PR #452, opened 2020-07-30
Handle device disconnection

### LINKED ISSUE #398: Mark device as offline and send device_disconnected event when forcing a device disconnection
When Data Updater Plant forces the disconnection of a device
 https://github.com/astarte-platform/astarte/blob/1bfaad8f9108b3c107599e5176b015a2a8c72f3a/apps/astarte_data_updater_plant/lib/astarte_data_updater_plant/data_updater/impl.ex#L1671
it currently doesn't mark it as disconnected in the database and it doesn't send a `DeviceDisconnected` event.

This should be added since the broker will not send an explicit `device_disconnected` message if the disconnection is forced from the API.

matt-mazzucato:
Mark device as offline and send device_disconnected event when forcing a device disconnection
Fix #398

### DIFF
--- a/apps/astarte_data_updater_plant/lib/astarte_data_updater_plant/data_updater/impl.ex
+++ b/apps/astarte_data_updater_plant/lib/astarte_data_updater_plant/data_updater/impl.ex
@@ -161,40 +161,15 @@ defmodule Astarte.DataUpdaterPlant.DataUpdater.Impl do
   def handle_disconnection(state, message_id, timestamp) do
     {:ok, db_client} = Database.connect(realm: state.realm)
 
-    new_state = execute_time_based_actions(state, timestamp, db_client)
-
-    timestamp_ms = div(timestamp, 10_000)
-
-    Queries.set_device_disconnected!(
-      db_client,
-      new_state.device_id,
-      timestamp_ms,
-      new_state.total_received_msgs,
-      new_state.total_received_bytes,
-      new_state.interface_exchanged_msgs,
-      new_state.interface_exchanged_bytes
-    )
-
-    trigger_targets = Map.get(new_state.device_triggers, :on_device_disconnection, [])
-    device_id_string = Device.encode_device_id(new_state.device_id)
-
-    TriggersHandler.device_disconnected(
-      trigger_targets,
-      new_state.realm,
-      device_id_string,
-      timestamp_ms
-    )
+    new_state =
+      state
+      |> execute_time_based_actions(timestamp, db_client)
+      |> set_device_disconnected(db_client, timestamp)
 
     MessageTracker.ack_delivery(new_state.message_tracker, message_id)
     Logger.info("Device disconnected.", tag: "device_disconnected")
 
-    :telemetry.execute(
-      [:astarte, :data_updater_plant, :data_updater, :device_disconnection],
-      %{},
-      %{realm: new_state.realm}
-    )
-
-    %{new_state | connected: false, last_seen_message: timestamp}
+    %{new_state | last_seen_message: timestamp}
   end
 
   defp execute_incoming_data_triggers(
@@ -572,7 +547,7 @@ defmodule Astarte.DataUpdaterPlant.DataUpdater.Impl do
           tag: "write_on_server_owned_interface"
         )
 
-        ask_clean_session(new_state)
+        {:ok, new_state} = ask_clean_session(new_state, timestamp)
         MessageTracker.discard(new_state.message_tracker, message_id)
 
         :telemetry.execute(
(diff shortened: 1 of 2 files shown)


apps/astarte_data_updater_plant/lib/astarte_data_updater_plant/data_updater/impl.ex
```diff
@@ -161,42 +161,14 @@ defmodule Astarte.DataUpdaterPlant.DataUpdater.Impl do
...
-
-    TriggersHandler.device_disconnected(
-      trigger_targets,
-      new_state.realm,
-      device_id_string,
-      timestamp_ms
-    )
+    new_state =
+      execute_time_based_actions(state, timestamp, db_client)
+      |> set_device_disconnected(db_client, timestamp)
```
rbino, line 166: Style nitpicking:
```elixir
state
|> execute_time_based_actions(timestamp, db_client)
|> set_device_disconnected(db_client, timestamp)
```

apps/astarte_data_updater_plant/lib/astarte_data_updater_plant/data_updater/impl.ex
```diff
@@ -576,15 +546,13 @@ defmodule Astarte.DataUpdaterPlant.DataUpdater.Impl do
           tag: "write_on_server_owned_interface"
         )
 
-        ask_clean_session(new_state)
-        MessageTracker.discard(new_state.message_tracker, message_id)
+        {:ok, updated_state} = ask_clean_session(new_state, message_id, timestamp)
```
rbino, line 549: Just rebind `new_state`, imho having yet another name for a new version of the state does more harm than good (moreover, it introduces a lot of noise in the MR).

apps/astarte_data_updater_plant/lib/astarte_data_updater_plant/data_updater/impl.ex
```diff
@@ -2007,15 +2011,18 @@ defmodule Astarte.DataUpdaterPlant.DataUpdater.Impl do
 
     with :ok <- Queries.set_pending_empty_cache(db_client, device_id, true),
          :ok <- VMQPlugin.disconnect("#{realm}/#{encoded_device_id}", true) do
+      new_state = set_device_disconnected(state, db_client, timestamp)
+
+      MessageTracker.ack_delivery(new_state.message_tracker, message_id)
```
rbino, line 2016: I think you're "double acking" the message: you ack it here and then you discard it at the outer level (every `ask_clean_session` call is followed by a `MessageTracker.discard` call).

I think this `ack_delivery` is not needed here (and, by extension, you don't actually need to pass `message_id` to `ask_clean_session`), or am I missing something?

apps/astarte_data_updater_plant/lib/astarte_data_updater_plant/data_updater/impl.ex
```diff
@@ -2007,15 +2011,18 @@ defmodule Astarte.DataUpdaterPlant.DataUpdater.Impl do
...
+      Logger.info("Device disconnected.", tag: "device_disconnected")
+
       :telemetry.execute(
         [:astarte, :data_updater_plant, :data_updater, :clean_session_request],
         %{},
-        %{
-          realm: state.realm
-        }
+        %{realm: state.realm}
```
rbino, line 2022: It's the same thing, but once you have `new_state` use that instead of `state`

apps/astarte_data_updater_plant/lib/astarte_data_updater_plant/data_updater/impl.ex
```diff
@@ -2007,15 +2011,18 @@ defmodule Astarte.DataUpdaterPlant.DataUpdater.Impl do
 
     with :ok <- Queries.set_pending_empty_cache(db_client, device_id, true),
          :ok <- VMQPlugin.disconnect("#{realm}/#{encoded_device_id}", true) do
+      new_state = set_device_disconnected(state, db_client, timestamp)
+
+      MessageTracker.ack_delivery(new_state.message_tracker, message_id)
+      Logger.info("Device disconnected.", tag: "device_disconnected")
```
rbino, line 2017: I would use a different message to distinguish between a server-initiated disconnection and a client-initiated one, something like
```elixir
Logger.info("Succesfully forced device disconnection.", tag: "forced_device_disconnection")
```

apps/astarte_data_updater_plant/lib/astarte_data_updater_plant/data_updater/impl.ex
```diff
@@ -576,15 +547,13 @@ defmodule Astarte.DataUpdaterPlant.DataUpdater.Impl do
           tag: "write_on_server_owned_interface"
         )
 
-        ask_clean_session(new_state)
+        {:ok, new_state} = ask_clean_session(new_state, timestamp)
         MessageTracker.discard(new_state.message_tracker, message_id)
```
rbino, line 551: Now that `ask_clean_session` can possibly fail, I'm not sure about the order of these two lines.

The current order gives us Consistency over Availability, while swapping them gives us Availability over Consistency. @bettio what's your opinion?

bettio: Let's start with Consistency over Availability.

* * *

### What you need to do
For the listing above, say how many lines hold the word "defmodule". Nothing but the number is needed.

### Expected answer
8